◆ WHAT YOU WILL DO
Write out the data below exactly, from its first line to the line containing "I'm not quite", that line included.

Collection entries:
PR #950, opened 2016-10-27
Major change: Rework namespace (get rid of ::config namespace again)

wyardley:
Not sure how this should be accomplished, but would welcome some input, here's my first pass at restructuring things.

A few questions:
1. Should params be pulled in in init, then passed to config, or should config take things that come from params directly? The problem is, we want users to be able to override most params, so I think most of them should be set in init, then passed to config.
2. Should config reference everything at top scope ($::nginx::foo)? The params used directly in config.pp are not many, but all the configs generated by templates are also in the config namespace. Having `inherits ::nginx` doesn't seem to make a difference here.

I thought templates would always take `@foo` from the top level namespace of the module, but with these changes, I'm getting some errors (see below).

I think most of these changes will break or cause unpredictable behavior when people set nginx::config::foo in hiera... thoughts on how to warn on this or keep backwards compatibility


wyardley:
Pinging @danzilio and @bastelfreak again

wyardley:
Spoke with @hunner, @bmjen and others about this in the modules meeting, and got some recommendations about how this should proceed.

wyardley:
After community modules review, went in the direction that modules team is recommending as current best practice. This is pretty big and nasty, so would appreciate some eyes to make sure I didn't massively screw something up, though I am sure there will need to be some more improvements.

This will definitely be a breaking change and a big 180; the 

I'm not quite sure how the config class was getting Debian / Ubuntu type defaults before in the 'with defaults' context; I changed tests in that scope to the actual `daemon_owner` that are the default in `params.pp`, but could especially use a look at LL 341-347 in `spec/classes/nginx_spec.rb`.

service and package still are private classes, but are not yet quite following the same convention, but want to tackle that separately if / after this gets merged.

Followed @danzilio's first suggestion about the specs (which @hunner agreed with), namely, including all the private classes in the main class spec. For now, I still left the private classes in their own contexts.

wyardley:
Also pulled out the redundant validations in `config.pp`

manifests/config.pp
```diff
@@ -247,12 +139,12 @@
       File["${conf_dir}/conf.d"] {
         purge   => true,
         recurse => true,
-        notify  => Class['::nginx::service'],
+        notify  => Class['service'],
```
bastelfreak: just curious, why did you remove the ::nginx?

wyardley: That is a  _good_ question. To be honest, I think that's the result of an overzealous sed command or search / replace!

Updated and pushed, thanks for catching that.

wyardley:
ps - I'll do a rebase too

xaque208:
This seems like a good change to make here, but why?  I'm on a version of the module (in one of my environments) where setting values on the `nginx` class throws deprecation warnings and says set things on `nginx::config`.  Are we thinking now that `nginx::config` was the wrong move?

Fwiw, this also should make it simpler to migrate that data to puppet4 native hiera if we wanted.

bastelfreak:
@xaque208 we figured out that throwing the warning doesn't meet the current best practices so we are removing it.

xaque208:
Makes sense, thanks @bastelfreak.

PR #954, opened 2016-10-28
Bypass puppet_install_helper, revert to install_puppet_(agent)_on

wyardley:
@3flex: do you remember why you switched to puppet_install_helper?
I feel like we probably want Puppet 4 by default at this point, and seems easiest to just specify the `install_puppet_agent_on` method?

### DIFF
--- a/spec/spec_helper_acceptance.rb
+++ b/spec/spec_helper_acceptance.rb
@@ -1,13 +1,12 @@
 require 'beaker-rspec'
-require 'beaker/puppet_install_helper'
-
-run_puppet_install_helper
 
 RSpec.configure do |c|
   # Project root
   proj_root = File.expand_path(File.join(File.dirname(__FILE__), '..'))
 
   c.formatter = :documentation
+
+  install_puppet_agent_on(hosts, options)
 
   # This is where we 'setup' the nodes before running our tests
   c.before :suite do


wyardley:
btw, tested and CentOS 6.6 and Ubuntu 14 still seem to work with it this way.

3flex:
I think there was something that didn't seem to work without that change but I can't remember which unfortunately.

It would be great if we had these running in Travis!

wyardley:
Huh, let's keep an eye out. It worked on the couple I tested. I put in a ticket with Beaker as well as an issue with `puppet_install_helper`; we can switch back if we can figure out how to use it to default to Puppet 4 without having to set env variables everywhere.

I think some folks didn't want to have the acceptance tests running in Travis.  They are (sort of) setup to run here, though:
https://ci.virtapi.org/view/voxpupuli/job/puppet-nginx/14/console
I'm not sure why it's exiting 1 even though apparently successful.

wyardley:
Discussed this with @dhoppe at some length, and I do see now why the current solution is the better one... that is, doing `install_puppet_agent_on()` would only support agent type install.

◆ RESULT FOR THIS TASK
PR #950, opened 2016-10-27
Major change: Rework namespace (get rid of ::config namespace again)

wyardley:
Not sure how this should be accomplished, but would welcome some input, here's my first pass at restructuring things.

A few questions:
1. Should params be pulled in in init, then passed to config, or should config take things that come from params directly? The problem is, we want users to be able to override most params, so I think most of them should be set in init, then passed to config.
2. Should config reference everything at top scope ($::nginx::foo)? The params used directly in config.pp are not many, but all the configs generated by templates are also in the config namespace. Having `inherits ::nginx` doesn't seem to make a difference here.

I thought templates would always take `@foo` from the top level namespace of the module, but with these changes, I'm getting some errors (see below).

I think most of these changes will break or cause unpredictable behavior when people set nginx::config::foo in hiera... thoughts on how to warn on this or keep backwards compatibility


wyardley:
Pinging @danzilio and @bastelfreak again

wyardley:
Spoke with @hunner, @bmjen and others about this in the modules meeting, and got some recommendations about how this should proceed.

wyardley:
After community modules review, went in the direction that modules team is recommending as current best practice. This is pretty big and nasty, so would appreciate some eyes to make sure I didn't massively screw something up, though I am sure there will need to be some more improvements.

This will definitely be a breaking change and a big 180; the 

I'm not quite sure how the config class was getting Debian / Ubuntu type defaults before in the 'with defaults' context; I changed tests in that scope to the actual `daemon_owner` that are the default in `params.pp`, but could especially use a look at LL 341-347 in `spec/classes/nginx_spec.rb`.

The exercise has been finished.